In Bangladesh, girls who get married at an early age is not considered as an adolescent anymore and we need to change this perception. As we are now going through a massive economic transformation where goods and products of all sorts are being marketed even to the remotest areas, I believe life skills based education can contribute to their welfare now more than ever. If we can engage these adolescents in the marketing of these products by training them beforehand and joining hands with the corporate sectors, because we should not limit them to homestead and handicrafts products and skills. A review is needed on the demand and possibilities of marketing of new and innovative products.  Service oriented skills and non-stereotype skills training can help married adolescent girls in future to be involved in income generating activities. Media should recognize married adolescent girls more and bring out their hardships and rights issues forward to the public.

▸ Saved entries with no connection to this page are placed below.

PR #16378, opened 2023-03-23
grpc: update to 1.53.0

MehdiChinoune:
@mstorsjo Could you please investigate this one.

Disabling `disabling-relocation` and enabling `CMAKE_POSITION_INDEPENDENT_CODE` didn't fix building shared grpc++ libs.

### DIFF
--- a/mingw-w64-arrow/PKGBUILD
+++ b/mingw-w64-arrow/PKGBUILD
@@ -4,7 +4,7 @@ _realname=arrow
 pkgbase=mingw-w64-${_realname}
 pkgname="${MINGW_PACKAGE_PREFIX}-${_realname}"
 pkgver=11.0.0
-pkgrel=3
+pkgrel=4
 pkgdesc="Apache Arrow is a cross-language development platform for in-memory data (mingw-w64)"
 arch=(any)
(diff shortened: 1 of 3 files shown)


mstorsjo:
Ok, so except for the massive amounts of warnings about `__declspec(empty_bases)`, I see this error:
```
ld.lld: error: unable to automatically import from _ZN9grpc_core9Timestamp25thread_local_time_source_E with relocation type IMAGE_REL_AMD64_SECREL in CMakeFiles/grpc++.dir/src/core/ext/transport/binder/client/channel_create_impl.cc.obj
```
The `IMAGE_REL_AMD64_SECREL` relocations come from accesses to thread local variables with the Windows Native TLS model (as opposed to emulated TLS as used in the GCC based environments). With Windows Native TLS, it's not possible to directly access a TLS variable in a different DLL (as in, you can't reference it directly by the data symbol name - but if there's an accessor, that works). This isn't supported in MSVC based environments either.

I see that the codebase is somewhat prepared for MSVC, but it probably doesn't support building it as DLLs (as it lacks export/import annotations, and these bits certainly wouldn't have worked across DLL boundaries).

For cases like these, it's kinda straightforward to wrap all access to the TLS variable into a helper function. FWIW, this also generates less complicated code for checking whether the variable has been initialized already, in all the callers. See https://martin.st/temp/grpc.patch.

PR #20024, opened 2024-02-12
libobjc2: Add clang64 support

qmfrederik:
Upstream libobjc2 now has clang64 support (via https://github.com/gnustep/libobjc2/pull/276).

Cherry-pick that commit and add clang64 to the build matrix for libobjc2.  This cherry-picked commit also fixes the ".dll.a" suffix for library objects, so we no longer need to manually rename that file.

### DIFF
--- a/mingw-w64-libobjc2/PKGBUILD
+++ b/mingw-w64-libobjc2/PKGBUILD
@@ -28,16 +28,20 @@ source=("https://github.com/gnustep/${_realname}/archive/refs/tags/v${pkgver}.zi
         # Install runtime files in CMAKE_INSTALL_BINDIR when GNUstep is not installed
         "https://github.com/gnustep/libobjc2/commit/639c676bb8033422539e19a2e2888bdbd06507e5.patch"
         # Support building on msys/clang64
-        "https://github.com/gnustep/libobjc2/commit/1ff5e1298dd76aa370d5a12b690857f9a47b4b56.patch")
+        "https://github.com/gnustep/libobjc2/commit/1ff5e1298dd76aa370d5a12b690857f9a47b4b56.patch"
+        # MinGW: Update library prefix/suffix
+        "https://github.com/gnustep/libobjc2/commit/d3e81f7435dd25a3fa8caeb9dad15216ff4d1a38.patch")
 sha256sums=('3f72ea4955e3e4671d64c64c339f4947b6112b1b2dd02377c5c982057bbeda04'
             'aaa23146b3c2ec442b5dbf20606020bddd15230041ad738ef3a06e92d13605c3'
-            'fba7d33aa03ee7383b559c5b845063acd16b45396520250849f22559577adcc9')
+            'fba7d33aa03ee7383b559c5b845063acd16b45396520250849f22559577adcc9'
+            'bc6c6ab3fa79aa2242bf8b3480d03329551c73afe7e155f92fff758143bb0fe2')
 
 prepare() {
   cd ${srcdir}/${_realname}-${pkgver}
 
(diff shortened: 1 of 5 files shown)


MehdiChinoune:
The is a mistake, the import library should be named `libobjc2.dll.a` while the dynamic libraru `objc2.dll`

in https://github.com/gnustep/libobjc2/pull/276, it should be

```CMake
if (MINGW)
	set(CMAKE_IMPORT_LIBRARY_SUFFIX ".dll.a")
	set(CMAKE_IMPORT_LIBRARY_PREFIX "lib")
	set(CMAKE_LINK_LIBRARY_SUFFIX "")
	set(CMAKE_SHARED_LIBRARY_PREFIX "")
	set(CMAKE_OBJCXX_IMPLICIT_INCLUDE_DIRECTORIES ${CMAKE_CXX_IMPLICIT_INCLUDE_DIRECTORIES})
endif ()
```

qmfrederik:
Thanks @MehdiChinoune , I submitted a patch for upstream and included it in this PR.

With this, we now have:

/mingw64/lib/libobjc.dll.a
/mingw64/bin/objc.dll

Is this what you were expecting?

mingw-w64-libobjc2/PKGBUILD
```diff
@@ -7,23 +7,41 @@ pkgver=2.2
 pkgrel=1
 pkgdesc="Objective-C runtime library intended for use with Clang. (mingw-w64)"
 arch=('any')
-mingw_arch=('mingw64' 'ucrt64')
+mingw_arch=('mingw64' 'ucrt64' 'clang64')
 url="https://github.com/gnustep/libobjc2"
 license=('spdx:MIT')
+# libobjc2 depends on the C++ runtime, which is libc++ on clang64 and libstdc++ on mingw64/ucrt64
+if [[ ${MSYSTEM} == CLANG* ]]; then
```
ognevny, line 14: libc++ is equivalent for gcc-libs in CLANG* environments

qmfrederik: Correct -- so the current setup is:
clang* -> ${MINGW_PACKAGE_PREFIX}-libc++
mingw*/ucrt* -> ${MINGW_PACKAGE_PREFIX}-gcc-libs
which should be correct, right?

ognevny: gcc-libs is enough. it's defined in all envs

qmfrederik: I can't seem to find gcc-libs in clang64: https://packages.msys2.org/search?t=binpkg&q=gcc-libs.
Also, libobjc2 is linking with the C++ runtime, which is libc++ and not libstdc++ on clang64, right?
Just wanting to make sure I get this right.

ognevny: https://packages.msys2.org/package/mingw-w64-clang-x86_64-gcc-libs

qmfrederik: Aha. Got it now. Thanks for bearing with me!

MehdiChinoune:
@qmfrederik could you try cmake from #20028

qmfrederik:
@MehdiChinoune Thank you for all your help.  The libobjc2 patch got merged and I updated PKGBUILD to use the merged version of that patch.  The installed files are now:

```
  -- Installing: C:/_/B/pkg/mingw-w64-clang-x86_64-libobjc2/clang64/lib/libobjc.dll.a
  -- Installing: C:/_/B/pkg/mingw-w64-clang-x86_64-libobjc2/clang64/bin/libobjc-4.6.dll
```

which I believe is what we want.

MehdiChinoune:
The name of dll was changed, so I think all reverse-dependencies should be rebuilt.

PR #20026, opened 2024-02-12
keepawake: update to 0.5.1

ognevny:


ognevny:
add expiremental C API

ognevny:
@Biswa96 actually issue with `dovi.pc` could be fixed with `MSYS2_ARG_CONV_EXCL="--prefix="` :)

PR #20028, opened 2024-02-12
cmake: support OBJC/OBJCXX on MinGW-w64

MehdiChinoune:


MehdiChinoune:
a PR opened upstream https://gitlab.kitware.com/cmake/cmake/-/merge_requests/9244

qmfrederik:
@MehdiChinoune Thanks!

With this patch, I get the following names:

- libobjc.dll.a
- libobjc.dll

I still need to `set(CMAKE_OBJCXX_IMPLICIT_INCLUDE_DIRECTORIES ${CMAKE_CXX_IMPLICIT_INCLUDE_DIRECTORIES})` for compilation on clang64 to work.

MehdiChinoune:
OBJC/OBJCXX support still not completed. One shouldn't add any LDFLAGS for standard libraries. They should be added automatically by CMake. I don't have any knoweldge/experience with OBJC/OBJCXX, I'll let to someone else to do the job.

qmfrederik:
@MehdiChinoune The LDFLAGS do two things:

1. Ensure Objective C files are linked with a C++ runtime (libobjc2 uses a c++ runtime for its exception support)
2. Ensure lld is used as the linker (the only linker which works well with Objective C)

I'm not sure to what extent you could hardcode 2. in cmake, but I assume there should be a way to determine what the default C++ runtime is and link that with any OBJC application?  I don't know the inner details of cmake well enough to submit patches for this, unfortunately.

Shahnaz Rahman, Acting Head- Child Rights and Protection, Plan International

A recent report from the World Bank showed an enormous cost of not educating girls in a country and I think our discussions in regard should focus on this. Our approaches to influence policies and design interventions should be more evidence based. If we look at the recently adopted NPA, we’ll see that it is quite inclusive and comprehensive, but we need to ensure that it is being properly implemented. This is time we break the social taboos that limits girls from achieving their full potential. In terms of their skill training, there’s a huge potential of girls in the ICT sector, among others. But sadly, even today aspiration behind girls’ education are solely reliant on their reproductive roles, which needs to be changed immediately. It’s high time for a joint effort of Government, Corporate Sector and NGOs because it is not possible to address the issue nationwide through just the development sector.

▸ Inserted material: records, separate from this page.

PR #20034, opened 2024-02-13
taglib: Update to 2.0

lazka:


MehdiChinoune:
Why not dropping 32-bit from taglib?

lazka:
there is also mingw-w64-gst-plugins-good as a reverse dep and I didn't want to deal with that right now.

MehdiChinoune:
OK

MehdiChinoune:
I have pushed a commit to drop 32-bit from taglib and its reverse-dependencies.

Syeda Munira Sultana, Program Officer, RMG project, ILO, CO, Dhaka

It is really worrying that around 60% of the girls in the country is getting married before 18 and in fact having children. This also impacts upon the labour force and is decreasing the number of skilled labour. If we really want to graduate from our LDC status by the time we want to, we’ll have to involve more women in the skilled labour force and reduction in child marriage can contribute greatly to this. If the government don’t put the necessary focus on these issues, I think we are just leaning toward to a dark future. We need to offer special incentives for early married girls in Technical and Vocational Education and Training, while bringing them under social safety net with conditional incentives. To reduce the number of child marriage, sensitizing marriage registrars is a must as many of them tend to assist people by forging documents and/or engineering age related information.

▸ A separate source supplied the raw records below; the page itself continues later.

PR #20043, opened 2024-02-14
mingw-w64-gnustep-base: add patches to fix config check failure for thread-safe +initialize

jcaselman-keysight:
Adds the following patches from the main branch of [gnustep/libs-base](https://github.com/gnustep/libs-base) to allow the config check [gnustep/libs-base/config/config.initialize.m](https://github.com/gnustep/libs-base/blob/master/config/config.initialize.m) to build and pass during the gnustep-base package build:

* https://github.com/gnustep/libs-base/commit/fe863c981d61e50e3ea9cbe7f2b23135c1f2faf1
* https://github.com/gnustep/libs-base/commit/87fc1f5e2e4094f49b330bece89ba8aa4436c684

The practical effect is the build process will detect that it is building against a runtime with thread-safe +initialize, and builds linking against gnustep-base in the msys2 environment will no longer print this warning message when they become multi-threaded:
```
WARNING your program is becoming multi-threaded, but you are using an ObjectiveC runtime library which does not have a thread-safe implementation of the +initialize method. Please see README.initialize for more information.
```

### DIFF
--- a/mingw-w64-gnustep-base/PKGBUILD
+++ b/mingw-w64-gnustep-base/PKGBUILD
@@ -4,7 +4,7 @@ _realname=gnustep-base
 pkgbase=mingw-w64-${_realname}
 pkgname=("${MINGW_PACKAGE_PREFIX}-${_realname}")
 pkgver=1.29.0
-pkgrel=2
+pkgrel=3
 pkgdesc="GNUstep Base library (mingw-w64)"
 arch=('any')
 mingw_arch=('mingw64' 'ucrt64')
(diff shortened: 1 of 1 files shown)


Biswa96:
Thank you for the contribution. @qmfrederik Would you like to share your opinion about this change?

qmfrederik:
Yup, both patches are part of upstream GNUstep and improve the build on Windows.

You can see the impact:
- Current build: configure reports: [checking for thread-safe +initialize in runtime... no](https://github.com/msys2/MINGW-packages/pull/20024/checks#step:11:1679)
- With this PR: configure reports: [ checking for thread-safe +initialize in runtime... yes
](https://github.com/msys2/MINGW-packages/pull/20043/checks#step:11:517)

Thanks @jcaselman-keysight

Issue #19981, opened 2024-02-07
[texlive-extra-utils] PANIC: unprotected error in call to Lua API (zlib library version does not match - header: 1.3, library: 1.3.1)


ArrSeaJay:
### Description / Steps to reproduce the issue

try to run `latexmk`

### Expected behavior

No error message

### Actual behavior

PANIC: unprotected error in call to Lua API (zlib library version does not match - header: 1.3, library: 1.3.1)

### Verification

- [X] I have verified that my MSYS2 is up-to-date before submitting the report (see https://www.msys2.org/docs/updating/)

### Windows Version

MINGW64_NT-10.0-19045

### MINGW environments affected

- [X] MINGW64
- [ ] MINGW32
- [ ] UCRT64
- [ ] CLANG64
- [ ] CLANG32
- [ ] CLANGARM64

lazka:
Currently blocked on #19921 since texlive fails to build.

Biswa96:
Please ignore my previous question. It seems that the build error would happen without the patch file.

reneparis:
Since https://github.com/msys2/MINGW-packages/issues/20510 was closed due to duplication, I'd like to know what the current status of this issue is, or if it is possible for me to help you out here:

> As far as I understand it, fmtutil.exe is the source. Maybe recompiling it with zlib 1.3.1 will help, but I'm not really into this.
If there is anything I can do to narrow the issue further down, let me know.

MehdiChinoune:
texlive is unusable.
The issue is open for too long without any workaround.
There must be a decision whether fix it or drop it.

jhol:
> texlive is unusable. The issue is open for too long without any workaround. There must be a decision whether fix it or drop it.

I'm greatly in need of a fix for this bug. I would be happy to put time into finding a solution, but it's not clear to me where to look.

naveen521kk:
> texlive is unusable. The issue is open for too long without any workaround. There must be a decision whether fix it or drop it.

It's a rebuild provided we fix https://github.com/msys2/msys2-runtime/issues/208 or find a workaround for it.

MehdiChinoune:
> > texlive is unusable. The issue is open for too long without any workaround. There must be a decision whether fix it or drop it.
> 
> It's simply a rebuild provided we fix [msys2/msys2-runtime#208](https://github.com/msys2/msys2-runtime/issues/208) or find a workaround for it.

I am aware of that, but I don't see any activity or attempt to fix the issue.
[...]

PR #19921, opened 2024-02-02
texlive: use debian patch for a more sensible zlib check

lazka:
See https://github.com/msys2/MINGW-packages/issues/18251#issuecomment-1923348362

Issue #18251, opened 2023-08-24
[texlive-luatex] zlib library version does not match - header: 1.2.13, library: 1.3


That-Human-Being:
### Description / Steps to reproduce the issue

Run a command like `fmtutil`, `updmap`, `mtxrun`, etc.
(These are the commands that Pacman runs after installing any texlive packages)

### Expected behavior

The commands run without error?
Quite literally my google searching suggested that `luatex` just needs to be rebuilt with the new zlib version

### Actual behavior

The packages install fine, it's just the post transaction hooks that fail.

```
:: Running post-transaction hooks...
(1/3) Updating TeXLive filename database...
>>> Running mktexlsr
>>> Running mtxrun (this might take a while)
PANIC: unprotected error in call to Lua API (zlib library version does not match - header: 1.2.13, library: 1.3)
/
(2/3) Updating TeXLive format files...
>>> Running fmtutil (this might take a while)
PANIC: unprotected error in call to Lua API (zlib library version does not match - header: 1.2.13, library: 1.3)
error: command (/usr/share/libalpm/scripts/mingw-w64-x86_64-texlive-fmtutil.script /usr/share/libalpm/scripts/mingw-w64-x86_64-texlive-fmtutil.script ) failed to execute correctly
(3/3) Updating TeXLive font maps...
>>> Running updmap (this might take a while)
PANIC: unprotected error in call to Lua API (zlib library version does not match - header: 1.2.13, library: 1.3)
error: command (/usr/share/libalpm/scripts/mingw-w64-x86_64-texlive-updmap.script /usr/share/libalpm/scripts/mingw-w64-x86_64-texlive-updmap.script ) failed to execute correctly
```

### Verification

- [X] I have verified that my MSYS2 is up-to-date before submitting the report (see https://www.msys2.org/docs/updating/)

### Windows Version

MINGW64_NT-10.0-19044

### MINGW environments affected

- [X] MINGW64
- [ ] MINGW32
- [x] UCRT64
- [x] CLANG64
- [ ] CLANG32
- [ ] CLANGARM64

lazka:
thanks.

huh, https://github.com/TeX-Live/texlive-source/blob/0d226662f0ab16f2bd11d5ab4e1cdbf2b7407b79/texk/web2c/luatexdir/luazlib/lzlib.c#L551

I wonder what's the point of that, besides everything breaking.

lazka:
fixed via #18253

thanks for the report

[...]

PR #20046, opened 2024-02-14
mingw-w64-texlive-luatex: rebuild for dependencies

bustercopley:
Error:
"PANIC: unprotected error in call to Lua API (zlib library version does not match - header: 1.3, library: 1.3.1)"

(See commit e0c02d4c9b95c912d200cf73f11d4b79bd20801a of Tue Jan 23 08:19:08 2024 +0100, "zlib: Update to 1.3.1".)

I don't know how much of texlive needs to be rebuilt.


bustercopley:
Duplicate (#18251, #19921, #19981).

PR #20053, opened 2024-02-15
swi-prolog: update to 4.2.1

mgondan:
Patch 01-plhome has been reported upstream.

Some help is needed: For some reasons, I need to MSYS2_ARG_CONV_EXCL="-DCMAKE_INSTALL_PREFIX=" in the cmake command. This causes the path to the main executable, say, /ucrt64/bin/swipl.exe to be left untouched in the build process. Everything installs fine, but unfortunately, "/ucrt64/bin/swipl.exe" ends up in /ucrt64/lib/cmake/swipl/SWIPLTargets.cmake (not translated to a native path). This, in turn, causes problems when compiling swi-prolog extensions ("packs") that use cmake. I do not know how to fix this.


mgondan:
closing this request because of wrong version number

PR #20054, opened 2024-02-15
libdispatch: new package

qmfrederik:
PR for upstream changes is here: https://github.com/apple/swift-corelibs-libdispatch/pull/814


ognevny:
thanks! this package actually conflicts with https://packages.msys2.org/base/mingw-w64-libblocksruntime

qmfrederik:
Maybe we should just remove the old libblocksruntime package (which is based off a tarball in the Debian package repositories, which I _think_ contains an old copy of the BlocksRuntime as part of LLVM's compiler-rt project) and use the libblocksruntime which ships with Swift instead?  That version has the advantage of being actively maintained.

ognevny:
> Maybe we should just remove the old libblocksruntime package (which is based off a tarball in the Debian package repositories, which I _think_ contains an old copy of the BlocksRuntime as part of LLVM's compiler-rt project) and use the libblocksruntime which ships with Swift instead?  That version has the advantage of being actively maintained.

maybe. what do you think, @lazka?

mingw-w64-libdispatch/PKGBUILD
```diff
@@ -0,0 +1,59 @@
...
+
+  declare -a extra_config
+  if check_option "debug" "n"; then
+    extra_config+=("-DCMAKE_BUILD_TYPE=Release")
+  else
+    extra_config+=("-DCMAKE_BUILD_TYPE=Debug")
+  fi
+
+  MSYS2_ARG_CONV_EXCL="-DCMAKE_INSTALL_PREFIX=" \
+    LDFLAGS="-fuse-ld=lld" \
```
ognevny, line 40:
```suggestion
    -LDFLAGS="-fuse-ld=lld" \
    +LDFLAGS=" -fuse-ls=lld" \
```

lazka:
> maybe. what do you think, @lazka?

sure, why not

lazka:
thanks!

PR #20055, opened 2024-02-15
swi-prolog: update to V9.2.1

mgondan:
Two things:

FWIW, patch 01-plhome has been reported upstream.

Help needed: For some reasons, I need to MSYS2_ARG_CONV_EXCL="-DCMAKE_INSTALL_PREFIX=" in the cmake command of PKGBUILD. I know what it does, but I don't really know why it is needed. Anyway, it causes the path to the main executable, say, /ucrt64/bin/swipl.exe to be left untouched in the build process. Everything installs fine, but unfortunately, "/ucrt64/bin/swipl.exe" ends up in /ucrt64/lib/cmake/swipl/SWIPLTargets.cmake, that is, it is not translated to a native path. This, in turn, causes problems when compiling swi-prolog extensions ("packs") that use cmake. I do not know how to fix this.

To reproduce the problem:

pacman -S mingw-w64-ucrt-x86_64-swi-prolog (the new version)
swipl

Tahsinah Ahmed, Chief Executive Officer, UCEP, Bangladesh

While microcredit has been associated with a lot of success stories and development in the rural Bangladesh, it is also influencing early marriage in many of these areas, an issue that we often overlook. To empower married adolescent girls, developing skills will not necessarily translate into production as long as the skills comply with market demand. We also need role models from these girls who can be a symbol of achievement and can inspire others to develop their skills. Proper career counselling and guidance can increase the retention rates of these girls in training institutions. But then again, to enhance their employability, we need to emphasize on their soft skills related to employability and self-protection along with the futuristic skills in training.

Dr. Farhana Haque, Deputy Manager – MMWW Project, Action Aid Bangladesh

People are still not aware of the exact laws and fines in terms of early marriage. I have had the opportunity to sit down with a couple of teachers who are teaching the kids about laws in terms of early marriage when the same teachers end up with traditional norms and practice.” how can you expect a change in the society? We cannot bring back the ones who already got married at a young age to their normal lives. But we can help them with the basic knowledge of SRHR including conjugal relations, or family planning for having a baby amongst them etc. In terms of market linkage, besides the skills, the market is still long way to meet the minimum work environment for a woman, even as a buyer, such as lack of sanitary facilities, no room for keeping children with them, and safety and security.

Toslim Uddin Khan, Chief of Program Operations, Social Marketing Company

Speaking off the edge, if we look deeply we can notice that in comparison with the neighboring countries, Bangladesh has developed rapidly in the past two decades. We cannot put a pause on this; we have to make sure that the development rate of our country keeps running on a constant basis. Early marriage is a huge barrier when in case of development. An overview of researches, three things are very important- not getting married under the age of 18, not giving birth before the age of 20 and having an age gap of at least three years between siblings. If these things are not maintained then this puts a huge effect on the maternal mortality rate.

Nazia Haider, Programme Manager – Safer Migration, Swiss Agency for Development and Cooperation (SDC), Embassy of Switzerland

We often use the word “comfort” and women go through with all sorts of difficulties to support family and society to be in comfort zone.  They always face violence, either physical or mental and end up being comfortable with it. They end up accepting the negativities thinking it is important for their family to survive.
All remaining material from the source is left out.